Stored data

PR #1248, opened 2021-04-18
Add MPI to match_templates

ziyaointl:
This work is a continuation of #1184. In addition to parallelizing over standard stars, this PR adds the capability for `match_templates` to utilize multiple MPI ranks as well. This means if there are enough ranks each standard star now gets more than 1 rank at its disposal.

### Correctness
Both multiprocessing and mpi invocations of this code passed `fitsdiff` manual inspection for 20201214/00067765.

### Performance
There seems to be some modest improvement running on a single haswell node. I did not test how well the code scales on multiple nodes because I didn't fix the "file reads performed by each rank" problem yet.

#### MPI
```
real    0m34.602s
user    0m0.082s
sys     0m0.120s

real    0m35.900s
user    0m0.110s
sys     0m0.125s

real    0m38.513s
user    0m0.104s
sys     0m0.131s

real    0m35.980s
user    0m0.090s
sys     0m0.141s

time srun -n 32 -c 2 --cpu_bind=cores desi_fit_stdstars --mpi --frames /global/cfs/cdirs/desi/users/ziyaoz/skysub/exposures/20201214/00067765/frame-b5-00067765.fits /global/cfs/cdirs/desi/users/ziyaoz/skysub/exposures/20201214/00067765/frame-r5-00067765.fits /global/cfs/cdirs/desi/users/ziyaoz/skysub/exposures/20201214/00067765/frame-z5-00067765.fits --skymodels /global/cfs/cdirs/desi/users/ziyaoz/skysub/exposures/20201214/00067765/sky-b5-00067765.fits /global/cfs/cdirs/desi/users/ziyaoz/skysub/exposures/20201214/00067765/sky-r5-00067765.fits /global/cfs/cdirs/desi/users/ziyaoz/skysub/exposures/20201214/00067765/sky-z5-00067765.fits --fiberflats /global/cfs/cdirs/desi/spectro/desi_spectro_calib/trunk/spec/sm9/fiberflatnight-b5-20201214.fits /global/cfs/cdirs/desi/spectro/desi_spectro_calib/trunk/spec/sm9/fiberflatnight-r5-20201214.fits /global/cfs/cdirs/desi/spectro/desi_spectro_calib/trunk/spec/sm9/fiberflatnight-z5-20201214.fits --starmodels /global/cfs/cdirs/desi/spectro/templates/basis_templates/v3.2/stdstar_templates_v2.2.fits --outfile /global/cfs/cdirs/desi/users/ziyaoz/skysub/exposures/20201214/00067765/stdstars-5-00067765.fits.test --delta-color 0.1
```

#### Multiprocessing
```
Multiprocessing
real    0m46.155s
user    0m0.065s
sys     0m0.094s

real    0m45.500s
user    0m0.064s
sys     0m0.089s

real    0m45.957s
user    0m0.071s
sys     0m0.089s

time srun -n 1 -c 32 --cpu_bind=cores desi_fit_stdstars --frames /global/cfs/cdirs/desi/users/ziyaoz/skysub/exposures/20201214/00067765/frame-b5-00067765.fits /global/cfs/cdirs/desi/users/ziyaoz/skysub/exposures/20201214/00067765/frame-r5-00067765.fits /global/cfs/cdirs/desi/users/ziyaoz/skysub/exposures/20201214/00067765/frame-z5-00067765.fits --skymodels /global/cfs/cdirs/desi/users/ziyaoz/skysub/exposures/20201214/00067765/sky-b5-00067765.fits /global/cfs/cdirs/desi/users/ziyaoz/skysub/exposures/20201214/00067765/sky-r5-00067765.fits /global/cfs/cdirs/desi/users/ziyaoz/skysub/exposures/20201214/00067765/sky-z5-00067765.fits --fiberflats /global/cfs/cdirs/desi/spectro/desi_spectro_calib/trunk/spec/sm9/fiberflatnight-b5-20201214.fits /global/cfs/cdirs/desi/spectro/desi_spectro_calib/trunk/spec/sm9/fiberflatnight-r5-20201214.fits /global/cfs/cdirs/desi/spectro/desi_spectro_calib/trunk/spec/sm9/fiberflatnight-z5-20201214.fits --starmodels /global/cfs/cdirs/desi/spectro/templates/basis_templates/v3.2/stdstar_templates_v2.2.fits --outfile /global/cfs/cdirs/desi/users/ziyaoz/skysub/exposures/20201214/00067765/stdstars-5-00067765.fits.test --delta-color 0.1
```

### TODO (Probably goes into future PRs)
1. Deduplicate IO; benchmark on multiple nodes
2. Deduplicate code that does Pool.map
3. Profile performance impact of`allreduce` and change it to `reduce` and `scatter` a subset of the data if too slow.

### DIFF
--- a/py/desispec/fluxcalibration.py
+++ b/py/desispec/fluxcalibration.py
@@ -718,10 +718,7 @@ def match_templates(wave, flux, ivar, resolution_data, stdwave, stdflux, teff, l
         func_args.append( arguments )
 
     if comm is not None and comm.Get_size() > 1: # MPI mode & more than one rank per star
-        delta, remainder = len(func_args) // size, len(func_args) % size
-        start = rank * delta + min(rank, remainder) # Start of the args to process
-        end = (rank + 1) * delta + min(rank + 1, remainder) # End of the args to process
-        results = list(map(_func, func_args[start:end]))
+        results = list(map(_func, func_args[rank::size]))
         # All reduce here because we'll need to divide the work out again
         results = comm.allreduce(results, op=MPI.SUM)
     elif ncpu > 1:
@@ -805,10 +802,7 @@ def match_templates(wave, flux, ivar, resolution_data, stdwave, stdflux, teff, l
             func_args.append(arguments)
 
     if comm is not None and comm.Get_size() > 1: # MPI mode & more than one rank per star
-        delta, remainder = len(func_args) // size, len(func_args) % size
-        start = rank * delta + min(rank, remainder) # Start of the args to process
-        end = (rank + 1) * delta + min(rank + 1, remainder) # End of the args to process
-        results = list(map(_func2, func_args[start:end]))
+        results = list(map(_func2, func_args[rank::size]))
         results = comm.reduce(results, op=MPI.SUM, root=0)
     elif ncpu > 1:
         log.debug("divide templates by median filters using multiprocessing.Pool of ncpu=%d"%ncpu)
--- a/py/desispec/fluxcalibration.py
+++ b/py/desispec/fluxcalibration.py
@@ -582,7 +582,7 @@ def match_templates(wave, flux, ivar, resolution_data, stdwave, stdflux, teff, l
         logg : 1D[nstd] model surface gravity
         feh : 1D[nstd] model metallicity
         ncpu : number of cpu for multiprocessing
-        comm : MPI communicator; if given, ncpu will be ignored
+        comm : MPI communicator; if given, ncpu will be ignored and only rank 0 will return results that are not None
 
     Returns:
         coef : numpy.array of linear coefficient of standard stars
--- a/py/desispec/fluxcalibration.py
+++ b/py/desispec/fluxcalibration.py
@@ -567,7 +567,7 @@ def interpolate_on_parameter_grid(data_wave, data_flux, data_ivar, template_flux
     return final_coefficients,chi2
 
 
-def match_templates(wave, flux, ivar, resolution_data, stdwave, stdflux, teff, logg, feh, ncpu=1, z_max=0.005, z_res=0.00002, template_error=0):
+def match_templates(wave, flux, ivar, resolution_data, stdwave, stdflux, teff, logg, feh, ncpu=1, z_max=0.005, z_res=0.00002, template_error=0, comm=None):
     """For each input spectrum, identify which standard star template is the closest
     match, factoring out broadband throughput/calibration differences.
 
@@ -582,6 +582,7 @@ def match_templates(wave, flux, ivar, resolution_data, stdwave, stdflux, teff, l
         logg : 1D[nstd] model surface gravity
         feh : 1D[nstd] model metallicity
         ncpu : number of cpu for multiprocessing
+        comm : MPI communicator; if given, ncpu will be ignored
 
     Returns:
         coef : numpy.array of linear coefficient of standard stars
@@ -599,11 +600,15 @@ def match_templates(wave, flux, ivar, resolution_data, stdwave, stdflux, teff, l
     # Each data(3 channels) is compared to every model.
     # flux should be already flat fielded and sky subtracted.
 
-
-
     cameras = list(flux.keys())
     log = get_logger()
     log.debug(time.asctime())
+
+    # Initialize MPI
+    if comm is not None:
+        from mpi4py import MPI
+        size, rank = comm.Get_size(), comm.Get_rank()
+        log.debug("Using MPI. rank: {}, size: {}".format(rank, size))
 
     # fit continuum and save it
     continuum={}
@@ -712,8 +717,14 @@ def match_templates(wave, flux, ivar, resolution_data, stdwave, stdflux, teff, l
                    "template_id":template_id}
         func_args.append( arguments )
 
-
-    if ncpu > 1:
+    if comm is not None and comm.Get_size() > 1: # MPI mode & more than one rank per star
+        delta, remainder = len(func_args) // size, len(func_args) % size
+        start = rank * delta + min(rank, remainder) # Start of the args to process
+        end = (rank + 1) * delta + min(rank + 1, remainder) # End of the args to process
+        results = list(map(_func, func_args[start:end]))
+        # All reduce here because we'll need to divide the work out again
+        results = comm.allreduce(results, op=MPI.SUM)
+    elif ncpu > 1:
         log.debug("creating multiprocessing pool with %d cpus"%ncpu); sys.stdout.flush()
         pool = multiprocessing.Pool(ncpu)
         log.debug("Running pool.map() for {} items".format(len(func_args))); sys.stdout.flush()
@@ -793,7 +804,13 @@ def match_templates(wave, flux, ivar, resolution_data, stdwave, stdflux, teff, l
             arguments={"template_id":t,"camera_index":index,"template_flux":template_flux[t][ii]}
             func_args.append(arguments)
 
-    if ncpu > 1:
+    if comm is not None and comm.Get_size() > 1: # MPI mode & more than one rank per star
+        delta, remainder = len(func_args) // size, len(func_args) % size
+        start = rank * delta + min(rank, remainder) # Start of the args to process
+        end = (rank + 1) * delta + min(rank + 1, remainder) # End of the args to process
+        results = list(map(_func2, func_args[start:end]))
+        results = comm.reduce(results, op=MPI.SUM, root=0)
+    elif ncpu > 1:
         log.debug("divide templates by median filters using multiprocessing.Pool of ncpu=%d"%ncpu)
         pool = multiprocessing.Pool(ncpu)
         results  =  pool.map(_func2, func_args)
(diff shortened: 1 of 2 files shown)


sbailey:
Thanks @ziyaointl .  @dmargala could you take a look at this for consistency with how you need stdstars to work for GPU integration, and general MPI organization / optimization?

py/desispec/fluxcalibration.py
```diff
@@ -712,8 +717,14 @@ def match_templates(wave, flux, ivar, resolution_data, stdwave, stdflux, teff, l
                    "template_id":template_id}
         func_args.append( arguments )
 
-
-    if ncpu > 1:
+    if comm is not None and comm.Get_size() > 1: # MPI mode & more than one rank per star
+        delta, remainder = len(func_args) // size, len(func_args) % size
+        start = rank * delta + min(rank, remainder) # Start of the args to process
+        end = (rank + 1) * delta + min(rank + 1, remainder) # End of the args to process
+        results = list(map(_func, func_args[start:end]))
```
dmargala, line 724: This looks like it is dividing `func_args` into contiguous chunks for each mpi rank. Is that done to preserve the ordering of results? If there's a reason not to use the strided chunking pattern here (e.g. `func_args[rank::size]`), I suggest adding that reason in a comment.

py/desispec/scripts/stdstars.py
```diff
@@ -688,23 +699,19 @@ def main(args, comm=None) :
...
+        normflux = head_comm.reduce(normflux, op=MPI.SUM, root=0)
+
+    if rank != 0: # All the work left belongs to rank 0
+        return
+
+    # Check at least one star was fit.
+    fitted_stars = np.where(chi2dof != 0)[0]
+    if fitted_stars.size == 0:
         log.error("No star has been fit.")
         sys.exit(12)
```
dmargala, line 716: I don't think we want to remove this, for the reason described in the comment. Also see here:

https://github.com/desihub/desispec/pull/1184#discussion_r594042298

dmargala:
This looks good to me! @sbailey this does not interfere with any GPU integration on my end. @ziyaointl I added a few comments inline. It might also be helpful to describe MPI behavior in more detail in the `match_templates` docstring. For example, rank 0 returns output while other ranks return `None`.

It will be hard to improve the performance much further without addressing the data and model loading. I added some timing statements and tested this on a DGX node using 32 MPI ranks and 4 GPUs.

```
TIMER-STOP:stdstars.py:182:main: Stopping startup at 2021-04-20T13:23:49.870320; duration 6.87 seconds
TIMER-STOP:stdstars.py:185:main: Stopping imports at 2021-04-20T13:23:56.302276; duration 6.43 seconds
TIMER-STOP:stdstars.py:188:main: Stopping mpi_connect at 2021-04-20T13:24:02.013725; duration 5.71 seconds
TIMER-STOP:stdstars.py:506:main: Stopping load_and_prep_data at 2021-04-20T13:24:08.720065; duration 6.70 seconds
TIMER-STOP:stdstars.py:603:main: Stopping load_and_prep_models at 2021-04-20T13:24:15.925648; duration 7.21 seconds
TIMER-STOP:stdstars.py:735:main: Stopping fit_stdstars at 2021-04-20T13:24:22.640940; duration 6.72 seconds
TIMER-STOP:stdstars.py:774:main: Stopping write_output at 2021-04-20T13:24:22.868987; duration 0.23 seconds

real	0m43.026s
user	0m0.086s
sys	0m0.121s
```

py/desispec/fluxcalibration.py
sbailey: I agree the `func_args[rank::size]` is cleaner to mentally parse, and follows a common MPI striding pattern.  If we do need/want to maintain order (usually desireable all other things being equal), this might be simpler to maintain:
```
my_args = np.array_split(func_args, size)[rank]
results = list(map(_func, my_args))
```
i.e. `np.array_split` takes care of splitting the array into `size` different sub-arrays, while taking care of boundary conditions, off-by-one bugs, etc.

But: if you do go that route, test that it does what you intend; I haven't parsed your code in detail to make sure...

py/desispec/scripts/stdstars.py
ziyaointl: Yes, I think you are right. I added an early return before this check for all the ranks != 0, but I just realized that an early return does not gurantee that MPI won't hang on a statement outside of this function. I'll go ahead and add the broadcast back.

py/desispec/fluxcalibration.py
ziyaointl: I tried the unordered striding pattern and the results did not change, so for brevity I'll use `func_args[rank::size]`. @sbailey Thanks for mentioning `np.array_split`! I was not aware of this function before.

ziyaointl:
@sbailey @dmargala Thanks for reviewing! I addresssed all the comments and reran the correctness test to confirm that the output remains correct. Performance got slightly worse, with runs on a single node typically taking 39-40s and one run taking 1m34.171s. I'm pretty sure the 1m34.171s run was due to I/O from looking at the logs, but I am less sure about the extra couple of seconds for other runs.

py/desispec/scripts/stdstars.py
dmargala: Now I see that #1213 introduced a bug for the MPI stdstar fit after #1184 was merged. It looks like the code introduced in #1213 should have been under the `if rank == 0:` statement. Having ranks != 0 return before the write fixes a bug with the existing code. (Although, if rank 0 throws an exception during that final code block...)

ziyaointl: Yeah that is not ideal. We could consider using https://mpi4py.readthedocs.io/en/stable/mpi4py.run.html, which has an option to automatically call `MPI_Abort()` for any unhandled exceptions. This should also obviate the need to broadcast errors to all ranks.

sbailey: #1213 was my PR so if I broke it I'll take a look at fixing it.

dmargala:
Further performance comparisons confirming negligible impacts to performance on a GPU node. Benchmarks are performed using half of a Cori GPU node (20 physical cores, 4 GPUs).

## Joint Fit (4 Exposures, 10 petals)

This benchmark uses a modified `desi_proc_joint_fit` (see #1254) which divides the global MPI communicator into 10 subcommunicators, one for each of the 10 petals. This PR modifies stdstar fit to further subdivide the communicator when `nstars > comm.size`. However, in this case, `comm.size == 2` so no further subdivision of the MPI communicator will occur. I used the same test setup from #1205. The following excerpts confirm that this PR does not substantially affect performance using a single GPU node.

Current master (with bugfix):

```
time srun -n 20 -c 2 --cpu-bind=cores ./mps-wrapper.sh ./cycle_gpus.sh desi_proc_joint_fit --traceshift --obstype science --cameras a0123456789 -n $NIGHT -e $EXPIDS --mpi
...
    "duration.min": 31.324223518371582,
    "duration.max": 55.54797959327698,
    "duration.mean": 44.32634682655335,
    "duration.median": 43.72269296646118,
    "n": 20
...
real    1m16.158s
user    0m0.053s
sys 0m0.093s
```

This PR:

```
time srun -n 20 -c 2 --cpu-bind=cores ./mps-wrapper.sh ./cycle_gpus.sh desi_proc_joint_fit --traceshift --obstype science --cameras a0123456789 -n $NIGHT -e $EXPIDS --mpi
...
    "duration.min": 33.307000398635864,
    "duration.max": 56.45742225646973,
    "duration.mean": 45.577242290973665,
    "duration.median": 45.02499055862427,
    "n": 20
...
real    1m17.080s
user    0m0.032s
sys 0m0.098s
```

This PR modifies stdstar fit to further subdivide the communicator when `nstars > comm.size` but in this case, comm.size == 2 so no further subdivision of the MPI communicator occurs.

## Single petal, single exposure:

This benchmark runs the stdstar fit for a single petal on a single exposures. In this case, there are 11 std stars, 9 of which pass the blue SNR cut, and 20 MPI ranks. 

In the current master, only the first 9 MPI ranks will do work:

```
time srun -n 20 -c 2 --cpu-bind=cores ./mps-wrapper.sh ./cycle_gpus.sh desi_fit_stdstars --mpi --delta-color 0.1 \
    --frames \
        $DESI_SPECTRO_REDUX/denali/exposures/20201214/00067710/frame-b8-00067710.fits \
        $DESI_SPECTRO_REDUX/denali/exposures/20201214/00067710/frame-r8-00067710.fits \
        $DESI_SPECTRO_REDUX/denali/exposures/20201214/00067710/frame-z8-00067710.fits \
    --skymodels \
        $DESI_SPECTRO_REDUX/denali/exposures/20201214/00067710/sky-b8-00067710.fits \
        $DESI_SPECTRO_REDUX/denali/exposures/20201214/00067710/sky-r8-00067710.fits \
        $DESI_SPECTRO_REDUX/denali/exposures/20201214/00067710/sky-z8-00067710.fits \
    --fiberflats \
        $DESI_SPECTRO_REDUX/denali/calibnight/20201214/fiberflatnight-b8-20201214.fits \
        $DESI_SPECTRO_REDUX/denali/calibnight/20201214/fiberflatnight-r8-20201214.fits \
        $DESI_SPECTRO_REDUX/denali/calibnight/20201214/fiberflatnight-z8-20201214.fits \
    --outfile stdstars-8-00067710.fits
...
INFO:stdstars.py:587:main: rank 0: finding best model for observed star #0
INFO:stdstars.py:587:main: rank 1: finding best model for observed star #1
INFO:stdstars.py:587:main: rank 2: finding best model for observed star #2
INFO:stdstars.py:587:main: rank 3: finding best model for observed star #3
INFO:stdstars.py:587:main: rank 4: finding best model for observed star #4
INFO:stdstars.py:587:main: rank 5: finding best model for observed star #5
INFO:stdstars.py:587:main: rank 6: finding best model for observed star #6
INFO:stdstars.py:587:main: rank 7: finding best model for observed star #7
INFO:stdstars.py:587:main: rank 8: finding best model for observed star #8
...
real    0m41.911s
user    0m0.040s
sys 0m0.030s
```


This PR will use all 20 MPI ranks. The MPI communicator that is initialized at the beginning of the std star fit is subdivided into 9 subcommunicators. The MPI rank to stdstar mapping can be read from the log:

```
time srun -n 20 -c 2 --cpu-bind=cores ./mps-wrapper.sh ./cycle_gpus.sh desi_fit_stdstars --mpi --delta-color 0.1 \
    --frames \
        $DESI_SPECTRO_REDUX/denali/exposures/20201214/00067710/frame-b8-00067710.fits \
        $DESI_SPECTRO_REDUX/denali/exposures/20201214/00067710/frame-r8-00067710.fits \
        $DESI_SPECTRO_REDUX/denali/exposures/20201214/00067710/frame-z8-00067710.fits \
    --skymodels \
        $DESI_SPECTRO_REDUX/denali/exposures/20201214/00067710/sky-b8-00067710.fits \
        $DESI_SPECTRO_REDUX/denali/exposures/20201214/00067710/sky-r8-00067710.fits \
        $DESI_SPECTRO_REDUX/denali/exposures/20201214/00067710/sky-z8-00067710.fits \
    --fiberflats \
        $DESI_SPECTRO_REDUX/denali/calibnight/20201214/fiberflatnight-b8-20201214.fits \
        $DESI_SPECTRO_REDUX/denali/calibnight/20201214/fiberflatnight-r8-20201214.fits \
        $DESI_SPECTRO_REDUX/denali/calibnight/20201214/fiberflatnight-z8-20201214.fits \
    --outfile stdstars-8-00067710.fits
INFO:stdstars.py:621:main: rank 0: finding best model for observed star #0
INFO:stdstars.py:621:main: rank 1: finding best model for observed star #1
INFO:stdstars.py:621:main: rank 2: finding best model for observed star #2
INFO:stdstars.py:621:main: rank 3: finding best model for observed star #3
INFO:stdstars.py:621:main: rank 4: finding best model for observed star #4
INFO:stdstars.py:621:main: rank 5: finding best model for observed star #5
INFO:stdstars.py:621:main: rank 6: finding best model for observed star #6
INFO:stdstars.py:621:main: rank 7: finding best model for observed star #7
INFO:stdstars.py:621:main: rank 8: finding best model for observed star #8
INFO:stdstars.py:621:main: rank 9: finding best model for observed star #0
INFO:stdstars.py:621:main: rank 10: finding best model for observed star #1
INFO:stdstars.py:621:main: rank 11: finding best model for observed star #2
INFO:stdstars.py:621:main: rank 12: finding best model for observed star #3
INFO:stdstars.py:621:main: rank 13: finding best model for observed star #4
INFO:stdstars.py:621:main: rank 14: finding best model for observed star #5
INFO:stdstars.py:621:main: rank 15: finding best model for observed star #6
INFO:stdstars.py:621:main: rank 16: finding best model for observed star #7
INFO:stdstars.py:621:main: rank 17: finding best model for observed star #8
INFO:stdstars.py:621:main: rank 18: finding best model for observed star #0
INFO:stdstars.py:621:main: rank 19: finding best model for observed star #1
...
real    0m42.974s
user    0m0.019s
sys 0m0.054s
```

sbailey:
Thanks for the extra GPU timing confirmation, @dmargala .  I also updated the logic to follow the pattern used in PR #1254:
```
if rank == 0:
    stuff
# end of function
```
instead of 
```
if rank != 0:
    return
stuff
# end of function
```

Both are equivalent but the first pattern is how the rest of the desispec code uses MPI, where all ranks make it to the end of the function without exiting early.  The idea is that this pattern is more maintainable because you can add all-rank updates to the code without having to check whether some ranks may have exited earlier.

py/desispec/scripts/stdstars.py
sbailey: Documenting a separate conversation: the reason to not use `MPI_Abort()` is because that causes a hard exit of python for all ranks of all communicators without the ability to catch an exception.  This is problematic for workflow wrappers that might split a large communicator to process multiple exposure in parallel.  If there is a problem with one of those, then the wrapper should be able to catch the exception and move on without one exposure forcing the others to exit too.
--
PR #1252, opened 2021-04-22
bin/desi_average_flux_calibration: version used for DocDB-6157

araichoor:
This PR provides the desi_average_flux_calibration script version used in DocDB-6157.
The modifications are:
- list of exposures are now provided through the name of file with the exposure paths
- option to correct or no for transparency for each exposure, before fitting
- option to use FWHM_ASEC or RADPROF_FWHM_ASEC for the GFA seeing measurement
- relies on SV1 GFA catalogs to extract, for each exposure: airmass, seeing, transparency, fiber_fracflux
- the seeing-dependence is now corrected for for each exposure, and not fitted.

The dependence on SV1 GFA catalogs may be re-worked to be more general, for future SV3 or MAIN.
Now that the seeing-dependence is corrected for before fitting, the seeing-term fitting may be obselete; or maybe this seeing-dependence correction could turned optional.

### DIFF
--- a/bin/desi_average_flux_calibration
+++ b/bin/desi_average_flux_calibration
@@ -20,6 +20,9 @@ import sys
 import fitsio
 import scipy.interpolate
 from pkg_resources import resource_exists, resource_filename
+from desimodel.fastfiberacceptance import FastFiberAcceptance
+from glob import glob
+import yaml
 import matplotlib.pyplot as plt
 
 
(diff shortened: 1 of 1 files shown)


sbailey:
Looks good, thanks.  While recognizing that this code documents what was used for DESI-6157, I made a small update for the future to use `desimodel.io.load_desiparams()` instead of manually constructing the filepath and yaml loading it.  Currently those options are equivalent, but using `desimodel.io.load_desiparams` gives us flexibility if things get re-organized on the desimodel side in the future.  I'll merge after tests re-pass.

Exercise brief :: In the entries above, some lines hold the string "given". Copy each of them.

Result of this task ::
-        comm : MPI communicator; if given, ncpu will be ignored
+        comm : MPI communicator; if given, ncpu will be ignored and only rank 0 will return results that are not None
+        comm : MPI communicator; if given, ncpu will be ignored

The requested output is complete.